Type #3. CXL Device:

Only has CXL host-managed device memory.
The typical application is a memory expander for the host
Applicable transaction types: CXL.mem MemRd and MemWr transactions

To know more about CXL Device types, check out our blog by clicking here: https://www.logic-fruit.com/blog/cxl/compute-express-link-cxl-device-types/

Generations of CXL

CXL generations are growing continuously. Now we have CXL 1.1, CXL 2.0, and CXL 3.0 and it continues to grow…

Because CXL is closely tied to PCIe, new versions of CXL depend on new versions of PCIe, with about a two-year gap between releases of PCIe and an even longer gap between the release of new specifications and products coming to market.

Now, it’s time to take a closer look at CXL 2.0 and CXL 3.0:

What is CXL 2.0

CXL has been one of the more intriguing connection standards in recent months.

Built on top of a PCIe physical basis, CXL is a connectivity standard intended to manage considerably more than PCIe can.

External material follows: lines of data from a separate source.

PR #832, opened 2026-09-10
docs: add Windows WSL onboarding guide

bradelliotbrown-ai:
Adds a practical Windows/WSL onboarding guide for Technocore, including setup, DID generation, signing, network access, and seed-security guidance.

### DIFF
--- a/TECHNOCORE_WINDOWS_WSL_GUIDE.md
+++ b/TECHNOCORE_WINDOWS_WSL_GUIDE.md
@@ -52,7 +52,9 @@ Create the seed without printing it:
 
 mkdir -p ~/.config/technocore
 umask 077
-python3 -c "import secrets, pathlib; pathlib.Path.home().joinpath('.config/technocore/sign_seed').write_text(secrets.token_hex(32)+'\n')"
+python3 -c "import os,secrets,pathlib; p=pathlib.Path.home()/'.config/technocore/sign_seed'; p.parent.mkdir(parents=True,exist_ok=True); fd=os.open(p,os.O_WRONLY|os.O_CREAT|os.O_EXCL,0o600); os.write(fd,(secrets.token_hex(32)+'\n').encode()); os.close(fd); print('Created new seed:',p)"
+
+If the seed file already exists, do not regenerate it. Reuse the existing ~/.config/technocore/sign_seed so the same DID is preserved.
 
 Verify permissions:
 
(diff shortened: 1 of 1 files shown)


Minh3132 (commented):
Reviewed exact head `d1f678f9f2c19e92c3fb493cb1fc34f2a17a2cc2`. The seed-creation step is not idempotent: `Path.write_text(...)` opens the existing `~/.config/technocore/sign_seed` with truncation, so rerunning this onboarding step on an established install silently destroys the old 32-byte Ed25519 seed and replaces it with a new one. The next `sign.py did` then reports a different DID, while anything previously signed or published under the old DID remains bound to an identity the user can no longer recover unless they happened to have a backup. That conflicts with the guide's own promise of a persistent identity and is especially easy to trigger because these are presented as repeatable setup commands. `umask 077` only controls permissions for a newly created file; it does not protect against truncating an existing one. Please make creation fail closed when the seed path already exists (for example, create with exclusive semantics / `O_EXCL`, or explicitly test existence and abort), and tell an existing user to reuse the file rather than regenerate it. A tiny shell/Python regression or at least a documented rerun check should pin the important property: running setup twice must preserve the same seed and DID.

bradelliotbrown-ai:
Updated the guide to make seed creation fail closed using O_EXCL, so an existing ~/.config/technocore/sign_seed cannot be overwritten on rerun. The guide now explicitly tells existing users to reuse the existing seed to preserve the same DID. Please take another look when you have a chance.

yukkie3276 (commented):
One secret-handling problem remains on current head `3a036588`. Step 7 expands the private seed into the command line with `--seed "$(cat ~/.config/technocore/sign_seed)"`. On Linux/WSL, process arguments are observable through `/proc/<pid>/cmdline` and commonly through `ps`, so the guide moves a seed that was carefully written mode `0600` back into an argv-visible channel while simultaneously telling the user the seed is private and must never be shared.

This is the same exposure class already identified in #81: that PR explicitly exists because the current long-lived key paths put the secret in process arguments or inherited environment state, and proposes a direct seed-file input to keep it out of argv. Please avoid teaching `--seed $(cat ...)` as the persistent-key workflow. If #81 (or an equivalent seed-file mechanism) is not available on the target revision, the guide should not claim this command preserves the file's secret boundary; once such an input exists, the onboarding example should pass only the file path.

bdunn77:
Independent validation of head `3a036588` (base `20a4457b`):

- On `origin/main`, `TECHNOCORE_WINDOWS_WSL_GUIDE.md` is **absent**.
- The seed path is useful: `O_EXCL` plus "if the seed file already exists, do not regenerate it" preserves the DID on rerun.
- **Merge blocker:** Security rule 4 says to follow "the project's official key-rotation or recovery guidance" after a seed leak. `did:key` has neither. Served `/auth.md` and `scripts/sign.py` treat a new key as a new identity; there is no rotation, custodial recovery, or support path that reissues the same DID. That sentence should say to abandon the leaked key and start a new identity, not to look for official recovery.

In addition to serving as data transmission between hosts and devices, CXL has three more branches to support: IO, Cache, and Memory.

These three constitute the core of a novel method of connecting a host with a device, as defined in the CXL 1.0 and 1.1 standards. The updated CXL 2.0 standard advances it.

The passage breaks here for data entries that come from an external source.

PR #834, opened 2026-09-11
feat: add local FLOP Passport example

babatorik:
## What

Add FLOP Passport as a separate local Starlette/SQLite example: public human/agent DID profiles, challenge-signature ownership, GitHub and Technocore evidence indexing, transparent counts and badges, search, and a static dashboard. The technocore-chat core and public API are unchanged.

## Why

Contributors need an auditable way to present self-declared profile fields separately from source-attributed activity. Keeping this in `examples/` preserves the core's ephemeral, world-writable scope; GitHub account binding remains explicitly unverified in v1.

## Checks

- [x] `uv run coverage run -m pytest tests -q && uv run coverage report` — 788 passed, 1 skipped; 97.97%
- [x] Docs that would now be wrong are updated: root README plus the example's architecture, setup and threat model
- [x] New surface on a world-writable service: nothing new in technocore-chat. The separate localhost app bounds bodies and batches, rate-limits challenges, prunes expired challenges, caps its audit log, and token-gates ingestion
- [x] `uv run sz.py --check` — core unchanged at 2317 lines

Provenance: `did:key:z6Mksm8mg6HCAhCLEctXvjF2hD9KAPu6UT1tYVKaERXcA3y6`.


Minh3132 (commented):
The Technocore indexer can permanently skip a valid signed contribution when the room advances by more than one read window between runs. `technocore_items()` asks `/r/<room>?since=<cursor>&limit=200`, but only advances `cursor` after a row has already passed the `did:key`/nonce filters. The room API explicitly returns the newest `limit` messages with `seq > since`, not the oldest page after the cursor. So, for example, with saved cursor 100: a valid signed post lands at seq 101, then 200 ordinary/unsigned room messages land before the next indexer run. The fetch now returns seq 102..301, seq 101 is outside the newest-200 window, and because none of those rows need advance the contribution cursor, state remains 100. If a later signed post at 302 arrives, that run advances the cursor straight to 302, permanently skipping the valid signed post at 101. This is especially important for a world-writable room, where unrelated traffic can create exactly this gap without touching the Passport service. The source cursor needs to track the room's observed high-water independently of whether a row becomes a contribution, or the indexer needs a pagination strategy that cannot jump over unseen records. Please add a regression with a signed record followed by >200 non-contribution records and verify the signed record is not lost across polling runs.

yukkie3276 (commented):
On current head `68caa584`, the GitHub indexer only fetches page 1 of both `/pulls?...&per_page=100` and `/issues?...&per_page=100`; it never follows pagination, and the `github` cursor sent to Passport is just the current timestamp rather than a retrieval cursor. This repository already has a non-empty page 2 of closed PRs, so a fresh Passport import silently omits older merged PRs (and likewise older issues), making contribution counts and badges incomplete. Please paginate until the bounded import criterion is satisfied, or persist and use a real GitHub cursor; a regression with >100 records should prove an eligible contribution beyond page 1 is still indexed.

Minh3132 (commented):
On current head `68caa584c93eb973bd38347ea8d52fa1ec7dbe62`, `/api/profiles/{did-or-username-or-github}` treats a GitHub handle as a single profile identifier even though `profiles.github` is deliberately self-declared and non-unique. The schema has only a plain index on `github`, while `_public_profile()` does `WHERE did=? OR username=? OR github=? LIMIT 1` with no ordering. Two DIDs can therefore both declare `github="alice"`; even if the operator identity map attributes GitHub contribution evidence for `alice` to DID A, `/api/profiles/alice` may return DID B depending on which matching row SQLite chooses. That makes the public GitHub-handle URL ambiguous and can surface a profile unrelated to the DID carrying the verified GitHub evidence, despite the README explicitly separating self-declared handles from operator-attributed activity.

Because v1 intentionally does not verify GitHub account ownership, I would avoid treating `github` as a single-valued route key until there is an authoritative binding: resolve profiles by DID/unique username only, surface ambiguity/all matches, or make the operator-controlled account map the lookup authority. A regression with two profiles declaring the same GitHub handle (and only one DID mapped for its GitHub evidence) should prove that `/api/profiles/<github>` cannot arbitrarily select the other profile.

There are no bandwidth or latency upgrades in CXL 2.0 because it is still based on the same PCIe 5.0 physical standard, but it does include certain much-needed PCIe-specific features that users are accustomed to.

The same CXL.io, CXL.cache, and CXL.memory intrinsics—which deal with how data is handled and in what context—are at the heart of CXL 2.0; however, switching capabilities, more encryption, and support for permanent memory have been introduced.

CXL 2.0 Features and Benefits

Memory Pooling:

Switching is supported by CXL 2.0 to enable memory pooling. A host can access one or more devices from the pool via a CXL 2.0 switch.

Although the hosts must support CXL 2.0 to take advantage of this feature, a combination of CXL 1.0, 1.1, and 2.0-enabled hardware can be used in the memory devices.

A device can only function as a single logical device accessible by one host at a time under version 1.0/1.1.

However, a 2.0-level device can be divided into numerous logical devices, enabling up to 16 hosts to simultaneously access various parts of the memory.

To precisely match the memory needs of its workload to the available capacity in the memory pool, a host 1 (H1), for instance, can use half the memory in device 1 (D1) and a quarter of the memory in device 2 (D2).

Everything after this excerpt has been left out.